Fractional art investment enables investors to buy shares in a painting in much the same way they would in a company. These shares entitle them to a portion of the proceeds once the painting goes up at auction. By increasing the numbers of shares one owns in a painting, it’s possible to earn more money during the sales phase.

Institutional investors like Bank of America and Goldman Sachs are also entering the market, which is driving up valuations to the point where some are using artwork as loan collateral.

Art Lending as an Investment Vehicle

Art lending organizations were financing around $20 billion in transactions as early as 2018, and they’re likely to continue to grow in size over the next several years. Many of these loan out money to growing businesses that invest it in more conventional types of assets. If the sentiment index of stocks continues to fall as it has been, then these lenders would still have physical collateral to fall back on.

While almost all forms of investment have at least some risk associated with them, leveraging collateral as part of the loan process does help to reduce the risk of growing a business. Representatives of larger institutions who offer virtual financial products can easily integrate artwork lending procedures into their current workflows.

Nevertheless, most of the attention seems to be on fractional art investing as a way for retail buyers to store money that wouldn’t otherwise be productive. Savings accounts and deposit certificates have performed somewhat sluggishly over the last decade. Some investors have even found that the paltry rates they receive are actually lower than the rate of inflation, which means their money could lose value even while it’s technically growing.

Fine art investors have, at times, enjoyed real gains of 7.5% or more on relatively small sums of money. Perhaps more importantly, they have the backing of a regulatory framework that makes their investments more stable than non-fungible tokens and other forms of art investment that rely on disruptive technologies to add value.

A great deal of controversy has arisen over the fact that the creators of a work can hold onto the intellectual property of it long after NFTs related to that work have been sold on the open market. As a result, even those who may have previously gravitated toward NFTs are now taking a closer look at new developments in the conventional fine art market.

Fine Art Markets Remain Relatively Stable

Conventional fine art markets have existed for several centuries, which means that an established legal framework is already in place to protect it. Since NFTs have only been around as long as the blockchain-based technological solutions they run on, these kinds of investment products remain somewhat unstable.

Major news stories, such as the release of NFT-related trading documents, could potentially make otherwise steady securities unnecessarily volatile. Private stockholders who can’t tolerate much risk would normally be reluctant to purchase shares of anything that fluctuates more than a few points each fiscal quarter.

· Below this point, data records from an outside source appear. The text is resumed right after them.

PR #4501, opened 2024-06-19
doc: more detailed docstring for PersistentEnvExtension

david-christiansen:
Describes the intended modes of use, potential performance tradeoffs, and data representation in more detail.

### DIFF
--- a/src/Lean/Environment.lean
+++ b/src/Lean/Environment.lean
@@ -430,7 +430,7 @@ An environment extension with support for storing/retrieving entries from a .ole
  - σ is the actual state.
 
 For most extensions, α and β coincide. `α` and ‵β` do not coincide for extensions where the data
-used to update the state contains elements which cannot be stored in files (for example, closures) .
+used to update the state contains elements which cannot be stored in files (for example, closures).
 
 During elaboration of a module, state of type `σ` can be both read and written. When elaboration is
 complete, the state of type `σ` is converted to serialized state of type `Array α` by


src/Lean/Environment.lean
```diff
@@ -423,22 +423,50 @@ structure ImportM.Context where
...
+The most typical pattern for using `PersistentEnvExtension` is to set `σ` to a datatype such as
+`NameMap` that efficiently tracks data for the current module. Then, in `exportEntriesFn`, this type
+is converted to an array of pairs, sorted by the key. Given `ext : PersistentEnvExtension α β σ` and
+`env : Environment`, the complete array imported entries sorted by module index can be obtained
+using `(ext.toEnvExtension.getState env).importedEntries`. To query the extension for some name `n`,
+first use `env.getModuleIdxFor? n`. If it returns `none`, look up `n` in the current module's state
+(the `NameMap`). If it returns `some idx`, use `ext.getModuleEntries env idx` to get an array, and
+query it using `Array.binSearch`. This imposes a constraint that the extension can only track
+metadata declared in the same module as the definition to which it applies; relaxing this
+restriction can make queries slower due to needing to search _all_ modules.
```
Kha, line 456:
```suggestion
query it using `Array.binSearch`. This imposes a constraint that the extension can only track
metadata declared in the same module as the definition to which it applies; relaxing this
restriction can make queries slower due to needing to search _all_ modules, in which case
it is usually better to initialize the state of type `σ` once from all imported entries and choose
a more efficient search datastructure for it.
```
The suggestions on loading vs. not loading entries are a bit scattered between the two paragraphs (I guess I made it worse).

Kha (changes requested):

src/Lean/Environment.lean
david-christiansen: I actually don't know if this is true - it will presumably depend on the expected number of entries and the expected frequency of queries. For infrequently-queried data that isn't so large, it might be better to avoid the overhead of building the search structure on every module load, and just do N binary searches, right?

Kha: Sure, it could go either way. Which often is hard to estimate as the metaprogram author. Let's just list both alternatives.

src/Lean/Environment.lean
```diff
@@ -423,22 +423,51 @@ structure ImportM.Context where
...
-   `α` and ‵β` do not coincide for extensions where the data used to update the state contains, for example,
-   closures which we currently cannot store in files. -/
+/--
+An environment extension with support for storing/retrieving entries from a .olean file.
+ - α is the type of the entries that are stored in .olean files.
+ - β is the type of values used to update the state.
+ - σ is the actual state.
+
+For most extensions, α and β coincide. `α` and ‵β` do not coincide for extensions where the data
+used to update the state contains, for example, closures which we currently cannot store in files.
```
tydeu, line 433:
```suggestion
used to update the state contains elements which cannot be stored in files (for example, closures) .
```

The "for example" here feels like it breaks up the flow, and this seems like a good time to suggest a change.

david-christiansen: Thanks!

src/Lean/Environment.lean
```diff
@@ -423,22 +423,51 @@ structure ImportM.Context where
...
-   `α` and ‵β` do not coincide for extensions where the data used to update the state contains, for example,
-   closures which we currently cannot store in files. -/
+/--
+An environment extension with support for storing/retrieving entries from a .olean file.
+ - α is the type of the entries that are stored in .olean files.
+ - β is the type of values used to update the state.
+ - σ is the actual state.
+
+For most extensions, α and β coincide. `α` and ‵β` do not coincide for extensions where the data
+used to update the state contains elements which cannot be stored in files (for example, closures) .
```
tydeu, line 433:
```suggestion
used to update the state contains elements which cannot be stored in files (for example, closures).
```

Oops, stray space typo on my part

Kha (approved):

david-christiansen:
Thanks for the helpful feedback, @Kha and @tydeu :-)

PR #4502, opened 2024-06-19
chore: fix linter errors

JovanGerb:
The linters in Batteries can be used to spot mistakes in Lean. See the message on [Zulip](https://leanprover.zulipchat.com/#narrow/stream/270676-lean4/topic/Go-to-def.20on.20typeclass.20fields.20and.20type-dependent.20notation/near/442613564). These are the different linters with errors:

- unusedArguments:
  There are many unused instance arguments, especially a redundant `[Monad m]` is very common
- checkUnivs:
  There was a problem with universes in a definition in `Init.Control.StateCps`. I fixed it by adding a `variable` statement for the implicit arguments in the file.
- defLemma:
  many proofs are written as `def` instead of `theorem`, most notably `rfl`. Because `rfl` is used as a match pattern, it must be a def. Is this desirable?
  The keyword `abbrev` is sometimes used for an alias of a theorem, which also results in a def. I would want to replace it with the `alias` keyword to fix this, but it isn't available.
- dupNamespace:
  I fixed some of these, but left `Tactic.Tactic` and `Parser.Parser` as they are as these seem intended.
- unusedHaveSuffices:
  I cleaned up a few proofs with unused `have` or `suffices`
- explicitVarsOfIff:
  I didn't fix any of these, because that would be a breaking change.
- simpNF:
  I didn't fix any of these, because I think that requires knowing the intended simplification order.

### DIFF
--- a/tests/lean/run/meta3.lean
+++ b/tests/lean/run/meta3.lean
@@ -64,7 +64,7 @@ info: [Meta.debug] (Add.add => (node
     (* => (node #[5]))
     (Nat.add => (node (0 => (node (20 => (node #[3]))))))
 [Meta.debug] #[5, 1]
-[Meta.debug] Add.add ?m.4906 ?m.4906
+[Meta.debug] Add.add ?m.4899 ?m.4899
 [Meta.debug] #[5]
 [Meta.debug] #[5, 1, 4, 2]
 [Meta.debug] #[1, 4, 2, 5, 3]


src/Init/WF.lean
```diff
@@ -268,7 +268,7 @@ section
 variable {α : Type u} {β : Type v}
 variable {ra  : α → α → Prop} {rb  : β → β → Prop}
 
-def lexAccessible {a : α} (aca : Acc ra a) (acb : (b : β) → Acc rb b) (b : β) : Acc (Prod.Lex ra rb) (a, b) := by
```
eric-wieser, line 271: Isn't there some reduction-related reason that `Acc` results should be `def`s`?

digama0: Yes. Several definitions here need to reduce so that well founded recursive definitions will compute. (I discovered these are load-bearing when working on lean4lean, it is reduced inside lean core itself.)

eric-wieser: So does this change need to be reverted, or are these not such definitions?

JovanGerb: None of the definitions marked as `@[reducible]` were modified, so it seems fine to me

A fractional art investment is functionally no different from a share of an ETF, even though it’s not the same from a regulatory standpoint. Most retail investors wouldn’t even have to sacrifice any portion of their existing portfolios just so they can add one of these new alternative assets to it. All it takes is the willingness to purchase a few shares in the latest evolution of a long-lived marketplace. That’s a small enough barrier to entry that even more buyers may soon climb on board.